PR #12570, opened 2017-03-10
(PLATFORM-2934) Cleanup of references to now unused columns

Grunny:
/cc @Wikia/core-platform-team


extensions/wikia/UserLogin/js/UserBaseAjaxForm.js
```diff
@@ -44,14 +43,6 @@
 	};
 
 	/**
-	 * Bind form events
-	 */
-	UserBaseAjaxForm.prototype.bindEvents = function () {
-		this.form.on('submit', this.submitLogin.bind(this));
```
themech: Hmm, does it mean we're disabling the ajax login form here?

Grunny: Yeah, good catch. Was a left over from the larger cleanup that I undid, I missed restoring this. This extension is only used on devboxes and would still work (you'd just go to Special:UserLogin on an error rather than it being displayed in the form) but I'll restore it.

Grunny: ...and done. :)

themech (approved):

————

* **Instructions to follow**
Reproduce the entries so that each line reads exactly as it did before.

* **Result for this task**
PR #12570, opened 2017-03-10
(PLATFORM-2934) Cleanup of references to now unused columns

Grunny:
/cc @Wikia/core-platform-team


extensions/wikia/UserLogin/js/UserBaseAjaxForm.js
```diff
@@ -44,14 +43,6 @@
 	};
 
 	/**
-	 * Bind form events
-	 */
-	UserBaseAjaxForm.prototype.bindEvents = function () {
-		this.form.on('submit', this.submitLogin.bind(this));
```
themech: Hmm, does it mean we're disabling the ajax login form here?

Grunny: Yeah, good catch. Was a left over from the larger cleanup that I undid, I missed restoring this. This extension is only used on devboxes and would still work (you'd just go to Special:UserLogin on an error rather than it being displayed in the form) but I'll restore it.

Grunny: ...and done. :)

themech (approved):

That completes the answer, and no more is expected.